# Irish Wills & Overseas Property - Legal advice



## Booh (8 May 2007)

Overseas property.

Q - With so many Irish people now owning propertry abroad, should finaincial advisors/solicitors be advising their clients to make foreign wills to deal with their foreign property or is an Irish will adequate?


----------



## z108 (8 May 2007)

It must surely depend on the foreign country involved. For example  under Spanish inheritance laws, a certain proportion of the deceased's estate must be left to his wife and children which sounds good to me 
but  perhaps this could mean if you left everything in Ireland to your wife and children but left an apartment in Spain to your sister/charity for example it could be challenged in Spain under Spanish law.


----------



## Booh (8 May 2007)

..


----------



## KalEl (8 May 2007)

Certainly in Portugal you have to make a will locally


----------



## Booh (9 May 2007)

..


----------



## z108 (9 May 2007)

Everything can be challenged in court and I would think a will would be valid unless it breaks a law of a host country. And if challenged in the courts of a  host country then the laws of the host country would apply.

The only way you are going to know for sure is to pay for the advice of a professional with expertise in both jurisdictions.


----------



## KalEl (9 May 2007)

sign said:


> Everything can be challenged in court and I would think a will would be valid unless it breaks a law of a host country. And if challenged in the courts of a host country then the laws of the host country would apply.
> 
> The only way you are going to know for sure is to pay for the advice of a professional with expertise in both jurisdictions.


 
Exactly...I've a will in Portugal which only pertains to assets there, and my Irish will refers specifically to that. This was the product of advice here and in Portugal.


----------



## Booh (14 May 2007)

..


----------



## KalEl (14 May 2007)

Booh said:


> If you only had an Irish will which only specifically dealt with your Irish Assets. Would you be considered to have died intestate in the other jurisdiction where your foreign assets were situate?
> 
> I ask this specifically as my brother is (I feel naively) under the impression that he simply needs to add on to his Irish will a statement to the effect that everything else not specifically mentioned in his will should go to his wife and vice versa for her. That way they wouldn't need a new will every time they added to their Irish Assets or if they bought abroad.
> 
> ...


 
I've been advised to have a will in both jurisdictions, and to amend the Portuguese will every time another property is purchased.
By not having a will overseas your brother seems to be making a mistake.


----------



## Booh (14 May 2007)

..


----------



## KalEl (14 May 2007)

Booh said:


> I agree KalEl and I will continue to urge him to not be soo short sighted.
> 
> However I am still curious as to the intestacy question.
> 
> If you have an Irish Will but no foregin will and if you die owning assets abroad, could the foreign authorities deem you to have died intestate as far as their jurisdiction is concerned?


 
I don't honestly know but my best guess would be this is exactly why an overseas will is required. I suppose it makes sense...what legal control would the machinery of this state have over property in a different jurisdiction?


----------



## Nige (14 May 2007)

I don't see how you could have an Irish will *and*  a foreign will. That isn't to say that the country in which your property is situated cannot have laws to govern your property there.

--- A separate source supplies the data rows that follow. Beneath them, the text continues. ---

PR #377, opened 2026-04-27
GAP: scope diagnostic span accuracy

skulmakov-oss:
## Summary
- add `docs/roadmap/full_readiness/gap_diagnostic_span_accuracy_scope.md`
- scope the Probe Pack v0 finding that semantic errors often report `line 1:1` instead of the real offending expression
- define span targets, snapshot tests, and acceptance criteria

## Probe evidence
- `if q` where `q: quad` reports at line 1:1 instead of the `if` condition
- `i32 + i32` reports at line 1:1 instead of the binary expression
- unary `-1` reports at line 1:1 instead of the unary expression

## Scope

The general rule is that your estate (and interpretation of your will) is subject to the laws of the country in which you are domiciled.


----------



## KalEl (14 May 2007)

Nige said:


> I don't see how you could have an Irish will *and* a foreign will. That isn't to say that the country in which your property is situated cannot have laws to govern your property there.
> 
> The general rule is that your estate (and interpretation of your will) is subject to the laws of the country in which you are domiciled.


 
Your post contradicts both common sense and the professional legal advice I and others have received in Ireland and more importantly in Portugal.


----------



## Nige (14 May 2007)

My confusion comes from the fact that in drafting a will in Ireland you state that it is your *last will and testament* and you revoke all earlier wills. I just don't see how this is possible if you have two wills.


----------



## KalEl (14 May 2007)

Nige said:


> My confusion comes from the fact that in drafting a will in Ireland you state that it is your *last will and testament* and you revoke all earlier wills. I just don't see how this is possible if you have two wills.


 
It's a fair question and one I asked my own Irish solicitor...essentially they're two different wills covering different assets.
It's not like you have a will in Ireland saying I leave everything to my wife and then one in Portugal saying you leave everything to your mistress.
The overseas version refers only to specific assets in that jurisdiction. Plus, the beneficiaries are (in my case) the same anyway.


----------



## Nige (14 May 2007)

Thanks for the explanation. I presume your Irish will then refers to the foreign will and only revokes previous Irish wills.


----------



## KalEl (14 May 2007)

Nige said:


> Thanks for the explanation. I presume your Irish will then refers to the foreign will and only revokes previous Irish wills.


 
Yes...as I recall it states that there is a will which deals specifically with assets in that jurisdiction.


----------



## Booh (14 May 2007)

..


----------



## KalEl (14 May 2007)

Booh said:


> does that mean that a one liner in an Irish Will saying "I leave everything to my wife" ONLY refers to assets held in Ireland?
> 
> What if there were other foreign assets not specifically listed in the Irish will and there was no foreign will made? Could the wife not claim that the Irish will said EVERYTHING so that includes all foreign assets also?


 
I'm not a solicitor so I'm only basing this on my own experience.
I'd imagine she could but the point of having a will is that things are straightforward. Your wife having to engage in a complex legal wrangle in a foreign jurisdiction while grieving is best avoided I reckon.


----------



## Booh (14 May 2007)

..


----------



## challenges (6 Jul 2011)

Will a will in the Uk not revoke a will made previously in Ireland, if the irish will clearly states a specific |irish property ,and the Uk will does not specify any particular properties?


----------